QUANDO A ESPIRITUALIDADE DIALOGA COM AS NOVAS TECNOLOGIAS

Entrevista por Mamadou Gaye

Éuma das vozes mais importantes da cena artística brasileira. A sua espiritualidade foi de uma grande ajuda para enfrentar a crise. A casa dela, a família e as novas tecnologias foram os meios que ajudaram Mariene de Castro a manter um vínculo presente e forte com o público e lutar contra o sentimento de isolamento que atingiu todo mundo.

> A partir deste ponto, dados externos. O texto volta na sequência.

PR #868, opened 2019-01-15
Add test/em_ssl_handlers.rb

MSP-Greg:
1. Remove global variables
2. All ssl tests use handlers in em_ssl_handlers.rb
3. Utilize native EM parameter passing to handlers
4. Add more asserts for cipher_name where applicable

### DIFF
--- a/tests/em_ssl_handlers.rb
+++ b/tests/em_ssl_handlers.rb
@@ -1,0 +1,152 @@
+# frozen_string_literal: true
+
+##
+# EMSSLHandlers has two classes, `Client` and `Server`, and one method,
+# `client_server`, which is a wrapper around
+#
+#    EM.run do
+#      EM.start_server IP, PORT, s_hndlr, server
+#      EM.connect IP, PORT, c_hndlr, client
+#    end  
+#
+# It also passes parameters to the `start_tls` call within the `post_init`
+# callbacks of Client and Server.
+#
+# Client and Server have most standard callbacks and many 'get_*' function values
+# as attributes.
+#
+# `Client` has a `:client_unbind` parameter, which when set to true, calls
+# `EM.stop_event_loop` in the `unbind` callback.
+# 
+# `Server` has two additional paramters.
+#
+# `:ssl_verify_result`, which is normally set to true/false for the
+# `ssl_verify_peer` return value.  If it is set to a String starting with "|RAISE|",
+# the remaing string will be raised.
+# 
+# `:stop_after_handshake`, when set to true, will close the connection and then
+# call `EM.stop_event_loop`.
+#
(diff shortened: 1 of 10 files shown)


MSP-Greg:
Thanks for the suggestion.  Or, I've got more work to do, as I just looked at the tests that were affected by TLS 1.3 & OpenSSL >= 1.1.0.

Are you ok with creating generic SSL Server/Client handlers and moving them to another file?  There's a bit of repetitive code; I apologize for not noticing all of it...

If so, please leave this, I'll keep working on it.

sodabrew:
Breaking out an SSL helper function / file sounds like a good plan.

MSP-Greg:
> Breaking out an SSL helper function / file sounds like a good plan.

All SSL tests now use the 'handler helper'.  Also rid of the warnings shown with trunk...

Currently, some tests are omitted if SSLv3 is disabled, and some are omitted if TLSv1.3 is unavailable.

Since there is a 'pre-test' message about IPv6 tests, maybe do the same for SSL omissions?

MSP-Greg:
I agree, something should make it clear that tests are being skipped.  Re the below:

https://travis-ci.org/eventmachine/eventmachine/jobs/479722983#L1881

https://travis-ci.org/eventmachine/eventmachine/jobs/479722990#L1759

Most are due to SSLv3 and TLSv1.3.  Would you prefer they be left as is, or add notes at the top of the test log stating that they were skipped (and remove them from the 'Omissions:' list?

I forgot to mention the intermittent test issues.  The original PR (which you had some comments on) did catch most of them, I think they were all in test_iterator.rb or test_resolver.rb.  I changed the asserts, maybe I can test for the issue, issue a notification (that one would see at the bottom of the test results), and swap asserts?

MSP-Greg:
One other AR thing. All the ssl test class names start with 'TestSsl' except one, which starts with 'TestSSL'.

A conversa com essa grande artista me deixou a sensação do que todas as suas experiências de vida tinham preparado essa filha de Iansã1 a enfrentar essa crise com serenidade

  1. IANSÃ, YANSÃ OU OYÁ : é o ORIXÁ dos fenômenos climáticos. Ela é a força dos ventos, o poder da natureza, e aquela que surge quando o céu se precipita em água e ventania. É a garra, a independência e a força feminina. JULIANA VIVEIROS TONIN – Tudo Sobre Iansã Ou Oyá, Orixá do Direcionamento.

🟢 Estamos em março de 2020 e as autoridades brasileiras mandaram fechar tudo, inclusive os espaços de show. Como foi para você esse momento?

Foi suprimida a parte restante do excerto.